A l’origine du ‘‘salafisme’’, il y a le terme ‘‘Salafiya’’, qui désigne ‘‘un retour aux pieux croyants’’. Mais cette définition vaste s’est précisée avec le temps. Aujourd’hui, le salafisme désigne un littéralisme. En clair, une version de l’Islam qui respecte à la lettre ce qu’il y a dans les textes religieux. ‘‘S’il y a marqué Main de Dieu dans le Coran, un littéraliste va penser que Dieu a vraiment une main. Il n’y a pas d’interprétation, pas de métaphore’’, explique Raphaël Liogier.

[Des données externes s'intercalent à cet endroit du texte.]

PR #75, opened 2018-01-21
A script for deploying and integration test running from the local client.

bashir2:
Please note that there are two main scenarios for running integration tests:
* First is before the code is submitted. Ideally this should be done as a presubmit check (e.g., by Travis) but it seems there are many credential setting issues. So instead, I have taken the approach of this PR.

* Second is to make sure that the code on the master branch is in a healthy condition. For that, I am also working on [Build Triggers](https://cloud.google.com/container-builder/docs/running-builds/automate-builds) but that is a separate change.

Tested:
Successfully ran:
./deploy_and_run_integration_tests.sh
./deploy_and_run_integration_tests.sh --keep_image --keep_tables --skip_build --image_tag test_2018-01-23-20-15-54

Issue: #62

### DIFF
--- a/cloudbuild.yaml
+++ b/cloudbuild.yaml
@@ -15,13 +15,15 @@
 # Builds docker image for gcp-variant-transforms:
 # Run using:
 # $ gcloud container builds submit --config cloudbuild.yaml --timeout 1h .
+substitutions:
+  _CUSTOM_TAG_NAME: 'latest'
 steps:
   - name: 'gcr.io/cloud-builders/docker'
     args:
       - 'build'
-      - '--tag=gcr.io/$PROJECT_ID/gcp-variant-transforms'
+      - '--tag=gcr.io/$PROJECT_ID/gcp-variant-transforms:${_CUSTOM_TAG_NAME}'
       - '--file=docker/Dockerfile'
       - '.'
     dir: '.'
 images:
-  - 'gcr.io/$PROJECT_ID/gcp-variant-transforms'
+  - 'gcr.io/$PROJECT_ID/gcp-variant-transforms:${_CUSTOM_TAG_NAME}'
--- a/deploy_and_run_integration_tests.sh
+++ b/deploy_and_run_integration_tests.sh
@@ -1,0 +1,187 @@
+#!/bin/bash
+set -euo pipefail
+
+# Copyright 2018 Google Inc.  All Rights Reserved.
+#
+# Licensed under the Apache License, Version 2.0 (the "License");
+# you may not use this file except in compliance with the License.
+# You may obtain a copy of the License at
+#
+#      http://www.apache.org/licenses/LICENSE-2.0
+#
+# Unless required by applicable law or agreed to in writing, software
+# distributed under the License is distributed on an "AS IS" BASIS,
+# WITHOUT WARRANTIES OR CONDITIONS OF ANY KIND, either express or implied.
+# See the License for the specific language governing permissions and
+# limitations under the License.
+#
+# This script builds a Docker image from the current state of the local code,
+# pushes the image to a test registry (project 'gcp-variant-transforms-test')
+# and runs integration tests against that image.
+#
+# To run this test successfully:
+# - The user's gcloud credentials should be set; follow the steps at:
+#   https://cloud.google.com/genomics/install-genomics-tools
+#
+# - The user should have access to the 'gcp-variant-transforms-test' project.
+
+PROJECT="gcp-variant-transforms-test"
+GS_DIR="integration_test_runs"
+GREEN="\e[32m"
+RED="\e[31m"
+TEST_ARGUMENTS=""
+KEEP_IMAGE_OPT="--keep_image"
+IMAGE_TAG_OPT="--image_tag"
+SKIP_BUILD_OPT="--skip_build"
+image_tag=""
+keep_image=""
+skip_build=""
+
+#################################################
+# Prints a given message with a color.
+# Arguments:
+#   $1: The message
+#   $2: The text for the color, e.g., "\e[32m" for green.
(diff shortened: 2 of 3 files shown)


deploy_and_run_integration_tests.sh
```diff
@@ -0,0 +1,95 @@
+#!/bin/bash
+
```
arostamianfar: Please add "set -euo pipefail" to be more robust.

deploy_and_run_integration_tests.sh
```diff
@@ -0,0 +1,95 @@
...
+fi
+docker_file=$(ls docker/Dockerfile)
+echo ${docker_file}
+if [[ ${docker_file} != "docker/Dockerfile" ]]; then
+  echo "Cannot find docker/Dockerfile!"
+  exit
+fi
+
+# Building the image
+time_tag=$(date +%F-%H-%M-%S)
```
arostamianfar: Consider making this a more general flag (e.g. TAG_NAME) that defaults to current time.

deploy_and_run_integration_tests.sh
```diff
@@ -0,0 +1,95 @@
...
+  echo -e "${GREEN}Success! ${NC}"
+else
+  echo -e "${RED}FAILED! ${NC}"
+fi
+
+# Removing the image and virtualenv int_test_venv
+echo "Deleting the test image from the registry"
+# TODO(bashir2): Find a way to mark these images as temporary such that they are
+# garbage collected automatically if the test fails before this line.
+gcloud container images delete --quiet ${image_tag}
```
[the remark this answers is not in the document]
arostamianfar: And I think this should be optional (maybe even keep by default?)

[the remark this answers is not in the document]
bashir2: I added the trap for virtualenv but decided to leave the image deletion outside. The reason being that if this fails for whatever reason and the image is created already (which takes a few minutes to be created) it makes sense not to delete the image on exit as it probably needed even if the --keep_image option is not provided.

bashir2:
BTW PTAL :-)

deploy_and_run_integration_tests.sh
```diff
@@ -0,0 +1,187 @@
...
+#################################################
+# Prints the usage.
+#################################################
+usage() {
+  echo "Usage: $0 [${KEEP_IMAGE_OPT}] [${IMAGE_TAG_OPT} image_tag] "
+  echo "    [${SKIP_BUILD_OPT}] [... test script options ...]"
+  echo "  With ${KEEP_IMAGE_OPT} the tested image is not deleted at the end."
+  echo "  If ${IMAGE_TAG_OPT} is not set, a new image with the current time"
+  echo "    tag is created and used in tests, otherwise the given tag is used."
+  echo "  ${SKIP_BUILD_OPT} skips the build step so it has to be used with "
```
nmousavi: Can we drop this flag and instead build iff 'image_tag' is empty? In other words, what's the use case for having non_empty 'image_tag' and skip_build=False in the integration test.

deploy_and_run_integration_tests.sh
```diff
@@ -0,0 +1,187 @@
...
+fi
+
+# Running integration tests in a temporary virtualenv
+temp_dir="$(mktemp -d)"
+color_print "Setting up integration test environment in ${temp_dir}" "${GREEN}"
+# Since we have no prompt we need to disable prompt changing in virtualenv.
+export VIRTUAL_ENV_DISABLE_PROMPT="something"
+virtualenv "${temp_dir}"
+source ${temp_dir}/bin/activate;
+trap clean_up_virtualenv EXIT
```
nmousavi: do we need to clean up images here?

cloudbuild.yaml
```diff
@@ -15,13 +15,15 @@
 # Builds docker image for gcp-variant-transforms:
 # Run using:
 # $ gcloud container builds submit --config cloudbuild.yaml --timeout 1h .
+substitutions:
```
arostamianfar: Nice!

deploy_and_run_integration_tests.sh
```diff
@@ -0,0 +1,187 @@
...
+  echo "  This script should be run from the root of source tree."
+}
+
+#################################################
+# Makes sure that we are in the root of the source tree and cloudbuild.yaml
+# file exists.
+#################################################
+check_dir() {
+  dir_ok="$(pwd | sed -e 's/.*gcp-variant-transforms$/MATCHED/')"
+  if [[ ${dir_ok} != "MATCHED" ]]; then
```
arostamianfar: nit: please also quote  ${dir_ok} ... there are a few other missing quotes below as well.

deploy_and_run_integration_tests.sh
bashir2: I agree with you that in the integration test scenarios (e.g., before sending a PR) the --image_tag is enough but I can imagine other scenarios that this is useful. For example, when we want to make a release candidate, we may want to use this script, tag the image as RC (rather than with a test time tag) _but also_ build it.

deploy_and_run_integration_tests.sh
bashir2: Done.
I fixed a few more cases but please note that not all cases should be quoted, for example ${TEST_ARGUMENTS} in the run_test.py call has to be unquoted, or when we are comparing numbers.

deploy_and_run_integration_tests.sh
bashir2: Done.
When Asha suggested to have the trap I thought I leave the image clean-up out because when something goes wrong, it is very likely that we need the image (to test again). But now that you also suggested it, I think it makes more sense to more people to delete it, so I did it :-)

Les mouvements salafistes sont aussi marqués par une volonté de constituer des micro-sociétés pour faire vivre ce mode de vie respectueux des textes. ‘‘Cela peut se faire dans la discrétion (ce sont les ‘quiétistes’)… ou en adoptant une position défensive, voire violente. D’où une porosité possible avec le terrorisme’’, décrypte Bernard Godard.
‘‘DJIHADISME’’
Dans l’Islam, il y a le grand Djihad, qui signifie ‘‘combat sur le chemin de Dieu’’, un effort sur soi-même pour combattre ses passions. Et le petit Djihad. Celui-ci, au Moyen-âge, désignait la défense de l’Islam lorsqu’il était attaqué. Mais le djihadisme qui en découle désigne, aujourd’hui, clairement le terrorisme pratiqué au nom de l’Islam. ‘‘Certains musulmans s’en insurgent d’ailleurs, car le Djihad ne peut être proclamé que par une Haute autorité musulmane. Le problème étant : qui est cette autorité ?’’, analyse Bernard Godard.
‘‘INTÉGRISME’’
‘‘Attitude de certains croyants qui, au nom d’un respect intransigeant de la tradition, se refusent à toute évolution ou interprétation des textes sacrés’’, selon le Larousse. Le terme a été popularisé grâce aux débats autour de Vatican II. Il désignait, à l’origine, ceux qui voulaient appliquer intégralement la tradition, comme la messe en latin par exemple. Aujourd’hui, il désigne encore ceux qui veulent revenir à l’Eglise catholique d’avant Vatican II. ‘‘Dans le monde musulman, on en a parlé à propos de l’Iran, après la Révolution islamique. Mais il y a plutôt un consensus entre chercheurs pour dire que ce mot est dépassé. Est-on intégré, pas intégré ? Ça ne veut pas dire grand-chose’’, conclut Bernard Godard.